Profile at UCSF Cancer Center: http://cancer.ucsf.edu/people/profiles/noworolski_susan.3332
Body Imaging Research Group: http://www.radiology.ucsf.edu/research/labs/prostate-cancer-imaging
Abdominal and Pelvic MRI: http://www.radiology.ucsf.edu/research/labs/abdominal-pelvic-mri
Dr. Noworolski is a Professor of Radiology and Biomedical Imaging and of the Graduate Group in Bioengineering. She is Director of Graduate Studies for the Masters of Science in Biomedical Imaging (MSBI) program at UCSF. Dr. Noworolski’s research focuses on developing magnetic resonance imaging techniques and quantitative analyses to enable robust interpretation of MR measures to characterize the anatomy, physiology, and pathology studied. She has been focused primarily on studying prostate cancer and metabolic health.
In the prostate cancer area, she has characterized MR signatures of the heterogeneous benign and cancerous tissues of the prostate through correlation of multiparametric MR imaging measures with histopathology of the prostate and has developed quantitative, multiparametric models to generate risk maps of cancer and of aggressive cancer in the prostate. She is currently leveraging these findings to facilitate characterizing the risk for men considering active surveillance of their prostate cancer. Her lab has been automating our tools and transitioning some of our analyses from traditional machine learning approaches to deep learning approaches when appropriate. Through this research, we are initiating translating these resources so they can be used clinically.

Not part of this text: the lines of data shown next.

PR #399, opened 2017-01-11
Correctly disable fedmsg signatures for local dev

ncoghlan:
The setting to turn off signature validation during development
is `validate_signatures` rather than `validate_messages`.

### DIFF
--- a/fedmsg.d/fedmsg-config.py
+++ b/fedmsg.d/fedmsg-config.py
@@ -25,5 +25,5 @@ config = dict(
     zmq_strict=False,
 
     sign_messages=False,
-    validate_messages=False,
+    validate_signatures=False,
 )


ncoghlan:
An alternative option would be to explicitly recommend the use of `--no-validate` option when running `fedmsg-tail` against the local instance (at the moment there aren't any docs in the README for local use of fedmsg, so recommending this would necessarily be part of adding a new section on that).

ncoghlan:
https://github.com/fedora-infra/anitya/pull/406 implements the second option (recommending the use of --no-validate when running fedmsg-tail locally)

jeremycline:
Even though our new documentation explicitly disables signature checking, I'm inclined to merge this since that fedmsg configuration is marked explicitly for development use. On the other hand, someone who reads that documentation might expect signatures to be checked if they omit that CLI flag, so maybe it's better to set it to ``True`` by default?

PR #402, opened 2017-01-11
Data migration for by_ecosystem query

ncoghlan:
This migration allows pre-existing projects to be looked
up via the by_ecosystem API endpoint.

### DIFF
--- a/alembic/versions/9c29da0af3af_populate_ecosystem_data.py
+++ b/alembic/versions/9c29da0af3af_populate_ecosystem_data.py
@@ -1,0 +1,36 @@
+"""Populate missing ecosystem data
+
+Revision ID: 9c29da0af3af
+Revises: 921c612ba0da
+Create Date: 2017-01-11 22:23:58.497998
+
+"""
+
+# revision identifiers, used by Alembic.
+revision = '9c29da0af3af'
+down_revision = '921c612ba0da'
+
+from alembic import op
+import sqlalchemy as sa
+
+
+def upgrade():
+    # We use a subquery instead of an UPDATE FROM with a table join
+    # due to the fact that SQLite doesn't allow joins in update statements
+    op.execute("""
+        UPDATE projects
+        SET ecosystem_name=(
+            SELECT ecosystems.name
+            FROM projects AS subquery_projects
+                INNER JOIN ecosystems ON
+                    subquery_projects.backend = ecosystems.default_backend_name
+            WHERE projects.id = subquery_projects.id
+        )
+        WHERE ecosystem_name is null
+    """)
+
+
+def downgrade():
+    # Do nothing on downgrade - column removal will be handled by previous
+    # revision
+    pass


jeremycline:
Most unfortunately, I think this won't work as it stands. 

I played with this a bit on the latest [production database dump](https://infrastructure.fedoraproject.org/infra/db-dumps/) for release-monitoring.org, and discovered the following problem: there's a reasonably large number of duplicate (or potentially duplicate) entries which have the same (name, backend) but a different homepage. When this migration runs the uniqueness constraint on (name, ecosystem_name) kicks in and these duplicates are noticed. For example, [cpptest](https://release-monitoring.org/projects/search/?pattern=cpptest) has two entries, neither of which have ``ecosystem_name`` set.

It also looks like new projects created in the web UI don't have their ecosystem_name set, either. I think we could (and should) be stricter about this in the UI. It seems like a good opportunity to make the user experience better since we can immediately point them to the existing project if they enter the matching (name, backend-that-maps-to-an-ecosystem). People regularly accidentally make duplicates.

I think the next step here is to make sure more bad data can't get created by making sure that if the backend is the default backend for an ecosystem, the ecosystem_name gets set. We could also possibly expose that field in the web form. After that, we can clean up the data (manually, I guess? Maybe it wouldn't be too bad to make a tool to merge them automatically and present its changes for human inspection). At that point this migration should work.

ncoghlan:
Huh, I thought `create_project` *did* set the `ecosystem_name` automatically: https://github.com/fedora-infra/anitya/blob/master/anitya/lib/__init__.py#L85

I wonder if there's a problem with the Ecosystem plugin loading: https://github.com/fedora-infra/anitya/blob/master/anitya/lib/plugins.py#L72

jeremycline:
Ah, you're right. I think I did something stupid yesterday and ended up experimenting with a sourceforge package which isn't an ecosystem. We're all sorted there, then.

I wrote an awful script that found all the duplicates (I think). There were a few tricky cases where there were distribution mappings that conflicted so I felt is was easiest to clean up by hand since there were only around 30. This migration _should_ work now on release-monitoring.org.

jeremycline:
The migration applies cleanly to the release-monitoring.org database now that I've cleaned up the duplicates and the result looks sane 😄. I'll try to make a release in the next week.

Thanks!

ncoghlan:
I'm currently still getting 404's from the live site for components I know it tracks:

```
$ curl https://release-monitoring.org/api/by_ecosystem/pypi/requests/
{
  "error": "No project \"requests\" found in ecosystem \"pypi\"",
  "output": "notok"
}
```

Is that just a matter of the data migration not being deployed yet?

jeremycline:
@ncoghlan Yup, I just need to tag a release and deploy it. I was hesitant to do so this week since most people are at DevConf and I didn't want to rock the boat unnecessarily. I'm still pretty new to all this and since this upgrade includes a data migration I want someone around to hold my hand while I do it.

jeremycline:
@ncoghlan I just upgraded production to 0.11.0 and the migration has been applied.

Sorry for the very long time it took to get deployed. Next time should be much faster!

PR #404, opened 2017-01-11
Update the Debian backend to strip .orig suffix

### LINKED ISSUE #398: Debian project backend adds ".orig" to the version number
The Debian project backend should strip the ".orig" from the version numbers.

reprepro is an example of a package that is using the Debian backend: https://release-monitoring.org/project/12798/ . It currently shows the latest version number as `5.1.1.orig` rather than `5.1.1`

jeremycline:
Debian tarballs have a '.orig' suffix in their tarballs that we
previously didn't account for.

fixes #398


pypingou:
👍 for me

PR #408, opened 2017-01-16
Fix the failed migration task in Ansible

jeremycline:
I must have had a dirty alembic.ini in my home directory already in the VM that caused this to work when I added the production database dump stuff. This is necessary to migrate the database on a new VM.

### DIFF
--- a/ansible/roles/anitya-dev/tasks/db.yml
+++ b/ansible/roles/anitya-dev/tasks/db.yml
@@ -43,8 +43,14 @@
       creates: /home/vagrant/.db-imported
 
 - name: Create /home/vagrant/alembic.ini
+  become_user: "{{ ansible_env.SUDO_USER }}"
   copy: src=/home/vagrant/devel/alembic.ini dest=/home/vagrant/alembic.ini remote_src=True
 
+- name: Create /home/vagrant/alembic.ini
+  replace:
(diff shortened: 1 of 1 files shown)


ansible/roles/anitya-dev/tasks/db.yml
```diff
@@ -43,8 +43,14 @@
...
 
 - name: Create /home/vagrant/alembic.ini
+  become_user: "{{ ansible_env.SUDO_USER }}"
   copy: src=/home/vagrant/devel/alembic.ini dest=/home/vagrant/alembic.ini remote_src=True
 
+- name: Create /home/vagrant/alembic.ini
+  replace:
+    dest: /home/vagrant/alembic.ini
+    regexp: "^script_location = alembic*$"
+    replace: "script_location = devel/alembic"
```
pypingou: The copy above is done via sudo, so will the regular user have enough permission to edit the file?

jeremycline: Ah, it becomes the user who's using sudo, so in the Vagrant VM's case that's the ``vagrant`` user.

pypingou: thanks :)

pypingou:
👍 for me, thanks for the clarification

In the metabolic health area, she has extended earlier research covering diagnostic evaluation of fat, inflammation and fibrosis in the liver to characterize disease in individuals with HIV and hepatitis C infection and to assess interventions. With collaborators, she has demonstrated effects of short-term dietary changes on de novo lipogenesis and lipid storage in the livers of normal subjects and subjects, including children, with obesity and/or metabolic syndrome. Through traditional image processing and via convolutional neural network algorithms, her lab has automated the analyses of some of our more established metrics of fatty liver disease. Her lab is pursuing novel imaging techniques to aid in characterizing the effects of sleep apnea on mitochondrial function, in addition to other metabolic syndrome effects, and is studying the role of MR to characterize ectopic fat and fibrosis and their roles in metabolic health and as predictors of Type II diabetes.